╭──

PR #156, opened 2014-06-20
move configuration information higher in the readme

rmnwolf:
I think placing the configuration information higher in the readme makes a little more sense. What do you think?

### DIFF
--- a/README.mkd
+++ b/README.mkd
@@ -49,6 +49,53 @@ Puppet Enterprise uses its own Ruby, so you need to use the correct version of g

╰──

Exercise —
Set down each line of the material above without a single alteration.

Answer space —
PR #156, opened 2014-06-20
move configuration information higher in the readme

rmnwolf:
I think placing the configuration information higher in the readme makes a little more sense. What do you think?

### DIFF
--- a/README.mkd
+++ b/README.mkd
@@ -49,6 +49,53 @@ Puppet Enterprise uses its own Ruby, so you need to use the correct version of g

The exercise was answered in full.